_Required work:_ Output must match the records, character for character.

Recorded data
⁂

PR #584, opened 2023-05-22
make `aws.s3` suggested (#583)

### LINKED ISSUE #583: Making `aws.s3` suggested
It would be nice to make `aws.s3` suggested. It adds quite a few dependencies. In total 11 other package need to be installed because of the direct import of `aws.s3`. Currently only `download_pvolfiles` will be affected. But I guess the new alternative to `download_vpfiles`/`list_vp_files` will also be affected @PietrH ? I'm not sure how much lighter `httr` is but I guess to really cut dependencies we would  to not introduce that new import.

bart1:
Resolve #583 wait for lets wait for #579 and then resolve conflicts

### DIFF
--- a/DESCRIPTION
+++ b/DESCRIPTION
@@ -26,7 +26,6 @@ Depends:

⁂

_Finished exercise:_
PR #584, opened 2023-05-22
make `aws.s3` suggested (#583)

### LINKED ISSUE #583: Making `aws.s3` suggested
It would be nice to make `aws.s3` suggested. It adds quite a few dependencies. In total 11 other package need to be installed because of the direct import of `aws.s3`. Currently only `download_pvolfiles` will be affected. But I guess the new alternative to `download_vpfiles`/`list_vp_files` will also be affected @PietrH ? I'm not sure how much lighter `httr` is but I guess to really cut dependencies we would  to not introduce that new import.

bart1:
Resolve #583 wait for lets wait for #579 and then resolve conflicts

### DIFF
--- a/DESCRIPTION
+++ b/DESCRIPTION
@@ -26,7 +26,6 @@ Depends:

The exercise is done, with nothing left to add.